— Task instructions —
Every line from the one with "Screenshot 2024-04-24 at 9 37 16 PM" through the end of the material should be written out character for character. Lines before it are excluded.

— Data for this exercise —
PR #3155, opened 2024-04-24
improve the price format on assets page

sunnya97:
### Linear Task

## Summary by CodeRabbit

- **Enhancements**
	- Improved the display formatting of asset prices in the `AssetsInfoTable` for clearer and more detailed financial information.


jonator (commented):
Seems trailing 0s are not being accounted for:
cc @DavideSegullo 
Screenshot 2024-04-24 at 9 37 16 PM

sunnya97:
No, that's on purpose, cause it should always have minimum 3 sig figs.

However, we should maybe switch this to use the "compacted zeros" from here:  https://github.com/osmosis-labs/osmosis-frontend/pull/3135/files

jonator:
@sunnya97 do you still want to use compacted 0s? That seems to be the move now, I think CoinGecko does that

sunnya97:
We can switch it to the compacted 0s, once the compacted 0s fix the trailing 0s issue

— Solution —
Screenshot 2024-04-24 at 9 37 16 PM

sunnya97:
No, that's on purpose, cause it should always have minimum 3 sig figs.

However, we should maybe switch this to use the "compacted zeros" from here:  https://github.com/osmosis-labs/osmosis-frontend/pull/3135/files

jonator:
@sunnya97 do you still want to use compacted 0s? That seems to be the move now, I think CoinGecko does that

sunnya97:
We can switch it to the compacted 0s, once the compacted 0s fix the trailing 0s issue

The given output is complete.